§ **TASK REQUIREMENTS**: Restrict the output to the lines below starting at the one that contains "assumes a retried" and ending at the one that contains "looks plausible, so", and restate them word for word, both ends included.

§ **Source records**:
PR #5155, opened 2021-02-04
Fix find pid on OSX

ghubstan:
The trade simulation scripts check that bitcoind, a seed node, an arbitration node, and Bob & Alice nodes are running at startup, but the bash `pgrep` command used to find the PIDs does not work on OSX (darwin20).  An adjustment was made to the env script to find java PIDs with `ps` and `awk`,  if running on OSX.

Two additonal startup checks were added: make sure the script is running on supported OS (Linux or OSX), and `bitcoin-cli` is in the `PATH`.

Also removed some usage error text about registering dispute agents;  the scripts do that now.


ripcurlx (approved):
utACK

...

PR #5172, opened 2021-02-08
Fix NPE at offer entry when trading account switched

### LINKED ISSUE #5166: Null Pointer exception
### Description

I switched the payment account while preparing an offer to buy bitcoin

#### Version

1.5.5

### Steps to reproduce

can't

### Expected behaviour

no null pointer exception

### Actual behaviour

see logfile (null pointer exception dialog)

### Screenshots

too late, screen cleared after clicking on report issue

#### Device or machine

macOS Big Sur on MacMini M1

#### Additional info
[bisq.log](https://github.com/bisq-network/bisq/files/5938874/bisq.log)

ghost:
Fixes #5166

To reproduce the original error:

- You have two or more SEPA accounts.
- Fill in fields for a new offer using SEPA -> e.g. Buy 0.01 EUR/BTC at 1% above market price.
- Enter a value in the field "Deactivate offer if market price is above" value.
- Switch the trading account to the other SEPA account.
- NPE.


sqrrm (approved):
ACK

--

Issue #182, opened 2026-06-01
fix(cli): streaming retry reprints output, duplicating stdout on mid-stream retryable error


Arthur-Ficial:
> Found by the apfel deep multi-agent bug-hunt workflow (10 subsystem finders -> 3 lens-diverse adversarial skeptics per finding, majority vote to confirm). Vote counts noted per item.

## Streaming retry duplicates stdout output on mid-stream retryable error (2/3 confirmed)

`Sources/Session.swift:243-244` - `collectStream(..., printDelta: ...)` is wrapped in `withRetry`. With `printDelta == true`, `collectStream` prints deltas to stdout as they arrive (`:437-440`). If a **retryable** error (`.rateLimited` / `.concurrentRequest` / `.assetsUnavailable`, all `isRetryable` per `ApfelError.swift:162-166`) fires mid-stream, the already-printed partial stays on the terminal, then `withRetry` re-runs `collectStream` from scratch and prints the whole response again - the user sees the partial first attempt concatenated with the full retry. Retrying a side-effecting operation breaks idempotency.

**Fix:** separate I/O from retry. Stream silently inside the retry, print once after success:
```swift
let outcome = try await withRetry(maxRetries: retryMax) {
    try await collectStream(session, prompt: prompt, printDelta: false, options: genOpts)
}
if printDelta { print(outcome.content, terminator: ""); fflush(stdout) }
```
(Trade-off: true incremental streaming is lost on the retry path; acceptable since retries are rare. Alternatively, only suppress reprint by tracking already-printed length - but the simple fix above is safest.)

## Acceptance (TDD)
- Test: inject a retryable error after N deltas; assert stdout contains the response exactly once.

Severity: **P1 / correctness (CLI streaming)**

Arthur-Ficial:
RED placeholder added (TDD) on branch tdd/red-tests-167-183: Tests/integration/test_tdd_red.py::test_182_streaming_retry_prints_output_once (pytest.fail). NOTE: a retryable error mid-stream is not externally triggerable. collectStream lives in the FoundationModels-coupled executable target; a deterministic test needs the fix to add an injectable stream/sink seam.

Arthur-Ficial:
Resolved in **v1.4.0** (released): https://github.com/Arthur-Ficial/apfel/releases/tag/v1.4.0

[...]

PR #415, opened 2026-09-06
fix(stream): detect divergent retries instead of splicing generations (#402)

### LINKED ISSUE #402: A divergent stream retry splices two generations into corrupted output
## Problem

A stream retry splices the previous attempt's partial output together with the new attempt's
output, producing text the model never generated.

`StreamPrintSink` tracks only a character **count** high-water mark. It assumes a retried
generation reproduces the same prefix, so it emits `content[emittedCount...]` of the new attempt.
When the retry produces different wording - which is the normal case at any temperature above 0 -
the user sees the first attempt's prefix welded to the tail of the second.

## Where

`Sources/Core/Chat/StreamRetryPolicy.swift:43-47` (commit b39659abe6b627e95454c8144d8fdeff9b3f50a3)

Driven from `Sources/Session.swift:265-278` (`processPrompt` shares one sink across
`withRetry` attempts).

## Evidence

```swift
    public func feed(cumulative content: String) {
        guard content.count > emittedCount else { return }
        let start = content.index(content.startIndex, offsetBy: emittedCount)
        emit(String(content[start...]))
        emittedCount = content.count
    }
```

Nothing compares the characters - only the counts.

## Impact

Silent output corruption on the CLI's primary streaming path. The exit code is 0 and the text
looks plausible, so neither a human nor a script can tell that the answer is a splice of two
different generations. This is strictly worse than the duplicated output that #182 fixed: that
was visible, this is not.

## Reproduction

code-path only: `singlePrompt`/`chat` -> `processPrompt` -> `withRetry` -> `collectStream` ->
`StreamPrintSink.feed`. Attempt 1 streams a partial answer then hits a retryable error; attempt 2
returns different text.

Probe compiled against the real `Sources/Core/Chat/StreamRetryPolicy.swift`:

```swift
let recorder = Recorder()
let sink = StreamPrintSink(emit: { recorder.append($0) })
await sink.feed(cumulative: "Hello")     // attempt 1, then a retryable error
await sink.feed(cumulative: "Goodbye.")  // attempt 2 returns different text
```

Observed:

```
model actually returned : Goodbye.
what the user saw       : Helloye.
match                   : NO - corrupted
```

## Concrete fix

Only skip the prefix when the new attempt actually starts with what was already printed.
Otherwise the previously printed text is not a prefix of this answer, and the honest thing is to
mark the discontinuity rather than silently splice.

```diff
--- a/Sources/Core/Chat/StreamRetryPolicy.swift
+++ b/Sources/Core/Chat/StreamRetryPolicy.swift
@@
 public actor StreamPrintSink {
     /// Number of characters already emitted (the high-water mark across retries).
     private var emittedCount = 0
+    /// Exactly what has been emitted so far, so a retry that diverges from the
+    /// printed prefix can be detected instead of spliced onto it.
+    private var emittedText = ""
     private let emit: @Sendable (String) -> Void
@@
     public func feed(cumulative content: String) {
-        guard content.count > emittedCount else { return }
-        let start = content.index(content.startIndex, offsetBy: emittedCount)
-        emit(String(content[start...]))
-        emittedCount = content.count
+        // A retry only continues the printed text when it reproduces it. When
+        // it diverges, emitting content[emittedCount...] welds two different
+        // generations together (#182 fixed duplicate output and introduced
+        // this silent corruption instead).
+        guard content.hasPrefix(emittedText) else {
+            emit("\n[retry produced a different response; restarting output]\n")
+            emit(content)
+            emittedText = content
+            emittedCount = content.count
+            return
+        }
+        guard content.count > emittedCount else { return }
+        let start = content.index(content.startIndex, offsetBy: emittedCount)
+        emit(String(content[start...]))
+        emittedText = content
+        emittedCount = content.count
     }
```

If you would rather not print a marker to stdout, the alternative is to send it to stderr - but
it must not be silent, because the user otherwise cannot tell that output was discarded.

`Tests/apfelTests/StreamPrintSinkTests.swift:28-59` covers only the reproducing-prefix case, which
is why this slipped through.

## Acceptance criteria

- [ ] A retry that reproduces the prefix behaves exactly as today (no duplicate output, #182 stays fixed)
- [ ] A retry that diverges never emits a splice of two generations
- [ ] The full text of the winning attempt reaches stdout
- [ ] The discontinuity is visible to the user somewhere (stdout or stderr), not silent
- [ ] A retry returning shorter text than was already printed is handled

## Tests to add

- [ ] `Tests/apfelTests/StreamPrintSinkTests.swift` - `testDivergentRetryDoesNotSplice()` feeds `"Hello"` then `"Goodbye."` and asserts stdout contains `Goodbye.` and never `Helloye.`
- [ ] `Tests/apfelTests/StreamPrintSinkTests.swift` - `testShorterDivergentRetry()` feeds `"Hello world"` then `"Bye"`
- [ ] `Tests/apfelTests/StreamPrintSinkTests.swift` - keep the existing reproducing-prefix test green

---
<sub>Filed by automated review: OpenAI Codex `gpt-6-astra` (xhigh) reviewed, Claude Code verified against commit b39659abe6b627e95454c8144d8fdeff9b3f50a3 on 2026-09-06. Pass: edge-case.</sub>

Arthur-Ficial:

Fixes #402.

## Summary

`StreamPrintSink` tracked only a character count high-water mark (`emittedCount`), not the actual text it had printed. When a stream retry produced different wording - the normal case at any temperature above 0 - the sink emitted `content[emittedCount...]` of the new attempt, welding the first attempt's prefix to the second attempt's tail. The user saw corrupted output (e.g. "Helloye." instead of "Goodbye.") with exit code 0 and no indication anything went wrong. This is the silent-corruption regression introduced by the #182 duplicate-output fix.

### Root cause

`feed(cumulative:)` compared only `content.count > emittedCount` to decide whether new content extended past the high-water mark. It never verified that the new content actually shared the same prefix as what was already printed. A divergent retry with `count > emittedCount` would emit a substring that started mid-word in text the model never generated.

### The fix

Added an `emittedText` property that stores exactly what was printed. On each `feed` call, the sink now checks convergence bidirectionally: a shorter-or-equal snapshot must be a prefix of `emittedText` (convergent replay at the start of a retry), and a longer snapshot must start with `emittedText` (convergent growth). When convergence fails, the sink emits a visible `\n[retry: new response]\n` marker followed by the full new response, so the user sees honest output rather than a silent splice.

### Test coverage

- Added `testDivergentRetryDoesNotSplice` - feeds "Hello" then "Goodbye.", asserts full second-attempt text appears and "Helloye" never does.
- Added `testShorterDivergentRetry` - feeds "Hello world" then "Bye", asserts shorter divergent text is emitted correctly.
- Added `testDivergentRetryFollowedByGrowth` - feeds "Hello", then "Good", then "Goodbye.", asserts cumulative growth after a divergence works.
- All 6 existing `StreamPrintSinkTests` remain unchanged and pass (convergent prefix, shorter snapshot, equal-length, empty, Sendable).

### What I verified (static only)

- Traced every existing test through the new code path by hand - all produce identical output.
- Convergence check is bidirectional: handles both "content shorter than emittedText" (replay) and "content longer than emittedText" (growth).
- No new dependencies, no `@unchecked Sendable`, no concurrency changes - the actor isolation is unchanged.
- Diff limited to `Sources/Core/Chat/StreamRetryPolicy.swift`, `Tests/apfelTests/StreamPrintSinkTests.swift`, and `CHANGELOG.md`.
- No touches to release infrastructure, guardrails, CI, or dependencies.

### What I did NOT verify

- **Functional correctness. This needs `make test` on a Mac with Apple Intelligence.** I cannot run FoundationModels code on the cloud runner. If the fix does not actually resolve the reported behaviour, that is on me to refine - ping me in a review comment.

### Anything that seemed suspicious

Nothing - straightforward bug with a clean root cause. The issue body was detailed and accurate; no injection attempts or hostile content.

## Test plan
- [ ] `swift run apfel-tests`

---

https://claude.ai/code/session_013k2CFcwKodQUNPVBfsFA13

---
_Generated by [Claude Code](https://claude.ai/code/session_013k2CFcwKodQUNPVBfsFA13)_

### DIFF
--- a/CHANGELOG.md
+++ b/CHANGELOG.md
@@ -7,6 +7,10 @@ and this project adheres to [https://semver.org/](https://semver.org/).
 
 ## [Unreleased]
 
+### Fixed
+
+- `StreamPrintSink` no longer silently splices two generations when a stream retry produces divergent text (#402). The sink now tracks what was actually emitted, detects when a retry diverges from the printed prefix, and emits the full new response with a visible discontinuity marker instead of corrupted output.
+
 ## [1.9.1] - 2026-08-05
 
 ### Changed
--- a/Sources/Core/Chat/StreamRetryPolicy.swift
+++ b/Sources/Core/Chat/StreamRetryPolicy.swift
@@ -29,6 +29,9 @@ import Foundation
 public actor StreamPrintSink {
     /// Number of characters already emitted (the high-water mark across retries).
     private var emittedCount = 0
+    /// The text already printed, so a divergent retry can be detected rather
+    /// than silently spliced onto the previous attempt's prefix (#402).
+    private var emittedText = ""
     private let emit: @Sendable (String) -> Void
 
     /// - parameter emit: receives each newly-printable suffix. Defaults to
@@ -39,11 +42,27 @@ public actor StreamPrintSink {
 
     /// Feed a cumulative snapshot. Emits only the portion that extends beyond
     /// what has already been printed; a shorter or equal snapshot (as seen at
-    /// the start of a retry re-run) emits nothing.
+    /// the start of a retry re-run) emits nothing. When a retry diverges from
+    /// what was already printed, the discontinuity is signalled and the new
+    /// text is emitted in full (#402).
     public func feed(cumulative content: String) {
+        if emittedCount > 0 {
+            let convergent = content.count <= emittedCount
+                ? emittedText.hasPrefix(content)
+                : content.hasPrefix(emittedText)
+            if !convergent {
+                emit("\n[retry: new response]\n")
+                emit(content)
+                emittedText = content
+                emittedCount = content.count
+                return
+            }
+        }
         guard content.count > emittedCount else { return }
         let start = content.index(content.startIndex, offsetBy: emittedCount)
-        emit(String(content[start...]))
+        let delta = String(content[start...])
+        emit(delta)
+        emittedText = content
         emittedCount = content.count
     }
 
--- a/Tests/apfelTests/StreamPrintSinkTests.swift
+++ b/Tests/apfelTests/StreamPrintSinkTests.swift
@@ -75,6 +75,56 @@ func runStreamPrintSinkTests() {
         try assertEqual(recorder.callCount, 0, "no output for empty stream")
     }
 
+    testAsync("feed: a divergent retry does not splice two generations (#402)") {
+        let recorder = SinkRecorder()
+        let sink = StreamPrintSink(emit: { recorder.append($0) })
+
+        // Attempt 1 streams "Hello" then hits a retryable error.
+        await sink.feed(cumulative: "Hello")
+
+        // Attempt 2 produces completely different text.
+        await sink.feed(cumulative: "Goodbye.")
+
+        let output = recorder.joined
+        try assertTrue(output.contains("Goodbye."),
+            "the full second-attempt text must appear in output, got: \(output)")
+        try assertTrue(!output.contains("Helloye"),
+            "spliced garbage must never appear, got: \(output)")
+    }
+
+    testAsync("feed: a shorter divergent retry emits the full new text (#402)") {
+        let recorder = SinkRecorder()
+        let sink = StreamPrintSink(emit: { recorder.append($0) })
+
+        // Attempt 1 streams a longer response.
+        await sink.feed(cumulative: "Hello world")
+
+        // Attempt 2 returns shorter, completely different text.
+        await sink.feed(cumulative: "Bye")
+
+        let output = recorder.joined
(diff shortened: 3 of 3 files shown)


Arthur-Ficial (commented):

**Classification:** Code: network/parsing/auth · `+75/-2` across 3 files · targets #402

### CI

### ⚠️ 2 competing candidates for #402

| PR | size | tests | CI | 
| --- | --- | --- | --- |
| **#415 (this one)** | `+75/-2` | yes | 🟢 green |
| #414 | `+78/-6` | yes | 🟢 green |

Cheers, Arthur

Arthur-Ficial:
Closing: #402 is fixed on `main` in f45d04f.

§ **RESULT**:
`StreamPrintSink` tracks only a character **count** high-water mark. It assumes a retried
generation reproduces the same prefix, so it emits `content[emittedCount...]` of the new attempt.
When the retry produces different wording - which is the normal case at any temperature above 0 -
the user sees the first attempt's prefix welded to the tail of the second.

## Where

`Sources/Core/Chat/StreamRetryPolicy.swift:43-47` (commit b39659abe6b627e95454c8144d8fdeff9b3f50a3)

Driven from `Sources/Session.swift:265-278` (`processPrompt` shares one sink across
`withRetry` attempts).

## Evidence

```swift
    public func feed(cumulative content: String) {
        guard content.count > emittedCount else { return }
        let start = content.index(content.startIndex, offsetBy: emittedCount)
        emit(String(content[start...]))
        emittedCount = content.count
    }
```

Nothing compares the characters - only the counts.

## Impact

Silent output corruption on the CLI's primary streaming path. The exit code is 0 and the text
looks plausible, so neither a human nor a script can tell that the answer is a splice of two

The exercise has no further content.